● WHAT TO PRODUCE
I'd like every line from the material below that has "please" in it.
* * *
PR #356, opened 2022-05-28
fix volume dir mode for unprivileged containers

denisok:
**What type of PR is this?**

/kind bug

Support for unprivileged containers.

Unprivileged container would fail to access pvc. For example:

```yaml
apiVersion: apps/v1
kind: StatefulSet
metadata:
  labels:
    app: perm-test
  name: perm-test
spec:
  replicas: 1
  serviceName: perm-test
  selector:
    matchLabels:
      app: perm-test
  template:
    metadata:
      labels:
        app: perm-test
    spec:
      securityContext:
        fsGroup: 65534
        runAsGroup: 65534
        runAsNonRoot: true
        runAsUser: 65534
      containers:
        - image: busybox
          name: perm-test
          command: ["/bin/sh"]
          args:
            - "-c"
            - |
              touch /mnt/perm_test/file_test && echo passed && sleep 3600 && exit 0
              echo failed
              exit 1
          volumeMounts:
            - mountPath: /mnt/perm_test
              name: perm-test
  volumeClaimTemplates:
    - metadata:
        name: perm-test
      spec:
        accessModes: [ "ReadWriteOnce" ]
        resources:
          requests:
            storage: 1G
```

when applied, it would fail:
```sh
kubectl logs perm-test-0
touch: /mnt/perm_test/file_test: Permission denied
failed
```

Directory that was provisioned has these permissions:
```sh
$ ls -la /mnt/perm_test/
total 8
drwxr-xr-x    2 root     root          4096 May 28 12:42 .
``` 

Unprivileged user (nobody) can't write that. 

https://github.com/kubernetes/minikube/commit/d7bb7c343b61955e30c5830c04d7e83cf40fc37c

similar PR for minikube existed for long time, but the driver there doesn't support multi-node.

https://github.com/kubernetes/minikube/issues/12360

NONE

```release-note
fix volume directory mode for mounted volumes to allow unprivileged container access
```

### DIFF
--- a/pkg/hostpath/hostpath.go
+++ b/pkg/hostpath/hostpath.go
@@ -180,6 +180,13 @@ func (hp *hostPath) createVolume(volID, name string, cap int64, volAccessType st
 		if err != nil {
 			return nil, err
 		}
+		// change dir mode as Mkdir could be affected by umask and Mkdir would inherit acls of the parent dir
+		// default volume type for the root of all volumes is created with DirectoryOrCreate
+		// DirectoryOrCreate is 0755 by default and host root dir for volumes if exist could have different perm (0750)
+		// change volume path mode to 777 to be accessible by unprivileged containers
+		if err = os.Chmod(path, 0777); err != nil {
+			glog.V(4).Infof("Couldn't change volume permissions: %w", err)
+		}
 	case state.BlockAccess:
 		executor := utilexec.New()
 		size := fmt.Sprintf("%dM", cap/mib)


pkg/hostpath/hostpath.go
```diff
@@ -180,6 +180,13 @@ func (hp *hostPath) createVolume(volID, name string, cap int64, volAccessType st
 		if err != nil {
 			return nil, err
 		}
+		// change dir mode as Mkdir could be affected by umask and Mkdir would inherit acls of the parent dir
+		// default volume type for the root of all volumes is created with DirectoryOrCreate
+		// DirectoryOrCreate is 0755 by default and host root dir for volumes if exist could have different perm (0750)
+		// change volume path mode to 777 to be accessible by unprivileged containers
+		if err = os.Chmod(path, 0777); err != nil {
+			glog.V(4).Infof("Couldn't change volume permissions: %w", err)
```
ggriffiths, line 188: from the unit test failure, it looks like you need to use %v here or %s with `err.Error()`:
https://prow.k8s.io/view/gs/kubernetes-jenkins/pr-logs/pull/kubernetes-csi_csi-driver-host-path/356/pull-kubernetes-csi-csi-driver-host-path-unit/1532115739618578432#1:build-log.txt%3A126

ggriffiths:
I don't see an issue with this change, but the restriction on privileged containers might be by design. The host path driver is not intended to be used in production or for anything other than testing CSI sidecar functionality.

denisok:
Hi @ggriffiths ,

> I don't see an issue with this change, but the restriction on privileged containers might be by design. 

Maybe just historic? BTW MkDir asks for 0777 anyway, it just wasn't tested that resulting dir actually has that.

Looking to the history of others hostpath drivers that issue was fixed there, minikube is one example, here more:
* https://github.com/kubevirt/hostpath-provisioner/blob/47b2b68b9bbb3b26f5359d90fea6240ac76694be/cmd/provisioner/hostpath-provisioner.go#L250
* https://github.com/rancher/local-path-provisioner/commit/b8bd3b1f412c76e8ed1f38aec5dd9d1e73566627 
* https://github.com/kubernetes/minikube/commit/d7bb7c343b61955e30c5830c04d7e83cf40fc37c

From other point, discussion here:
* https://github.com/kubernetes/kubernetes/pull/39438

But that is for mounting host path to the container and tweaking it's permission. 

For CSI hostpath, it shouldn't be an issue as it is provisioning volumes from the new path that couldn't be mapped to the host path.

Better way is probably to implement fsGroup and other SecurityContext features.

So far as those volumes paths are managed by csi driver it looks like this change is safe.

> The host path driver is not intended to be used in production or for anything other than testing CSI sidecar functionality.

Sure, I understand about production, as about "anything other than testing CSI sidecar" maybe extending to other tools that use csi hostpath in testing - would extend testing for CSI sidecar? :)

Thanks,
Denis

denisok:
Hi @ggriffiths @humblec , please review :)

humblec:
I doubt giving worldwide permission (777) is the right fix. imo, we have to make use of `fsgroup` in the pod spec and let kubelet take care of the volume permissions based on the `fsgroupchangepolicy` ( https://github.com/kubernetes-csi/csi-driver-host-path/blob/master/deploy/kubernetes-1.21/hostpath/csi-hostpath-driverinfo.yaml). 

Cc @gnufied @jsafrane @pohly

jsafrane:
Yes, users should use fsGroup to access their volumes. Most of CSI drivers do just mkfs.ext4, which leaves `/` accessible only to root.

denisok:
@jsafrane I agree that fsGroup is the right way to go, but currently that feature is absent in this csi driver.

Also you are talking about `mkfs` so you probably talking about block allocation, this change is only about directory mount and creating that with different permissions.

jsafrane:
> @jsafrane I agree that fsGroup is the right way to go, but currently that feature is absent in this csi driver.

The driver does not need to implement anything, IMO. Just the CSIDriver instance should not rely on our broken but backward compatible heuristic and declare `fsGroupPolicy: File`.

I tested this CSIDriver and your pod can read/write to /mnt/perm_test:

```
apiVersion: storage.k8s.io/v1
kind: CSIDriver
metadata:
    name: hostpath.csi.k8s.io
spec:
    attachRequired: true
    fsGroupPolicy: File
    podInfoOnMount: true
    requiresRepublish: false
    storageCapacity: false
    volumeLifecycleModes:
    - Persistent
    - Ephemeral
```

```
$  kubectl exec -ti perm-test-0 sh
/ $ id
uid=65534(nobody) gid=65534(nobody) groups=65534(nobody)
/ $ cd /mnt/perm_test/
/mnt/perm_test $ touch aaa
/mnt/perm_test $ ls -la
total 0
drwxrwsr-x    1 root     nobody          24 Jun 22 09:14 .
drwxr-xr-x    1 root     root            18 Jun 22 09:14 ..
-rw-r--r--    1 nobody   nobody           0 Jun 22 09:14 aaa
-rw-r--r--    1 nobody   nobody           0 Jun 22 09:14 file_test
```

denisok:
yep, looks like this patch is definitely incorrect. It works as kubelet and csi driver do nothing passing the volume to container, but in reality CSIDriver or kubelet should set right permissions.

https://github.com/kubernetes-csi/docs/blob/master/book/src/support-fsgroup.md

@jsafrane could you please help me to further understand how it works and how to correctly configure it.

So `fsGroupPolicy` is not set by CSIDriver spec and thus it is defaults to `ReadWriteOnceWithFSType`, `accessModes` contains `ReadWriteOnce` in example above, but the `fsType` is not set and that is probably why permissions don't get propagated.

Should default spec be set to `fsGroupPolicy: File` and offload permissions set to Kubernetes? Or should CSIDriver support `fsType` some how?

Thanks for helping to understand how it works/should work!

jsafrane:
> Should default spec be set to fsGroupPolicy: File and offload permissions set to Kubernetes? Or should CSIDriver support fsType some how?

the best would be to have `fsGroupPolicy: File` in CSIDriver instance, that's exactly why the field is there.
* * *
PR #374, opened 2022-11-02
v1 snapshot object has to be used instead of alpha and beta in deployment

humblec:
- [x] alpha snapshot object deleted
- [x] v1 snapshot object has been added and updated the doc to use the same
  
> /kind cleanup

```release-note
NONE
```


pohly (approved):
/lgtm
* * *
● WRITTEN SOLUTION
Hi @ggriffiths @humblec , please review :)
@jsafrane could you please help me to further understand how it works and how to correctly configure it.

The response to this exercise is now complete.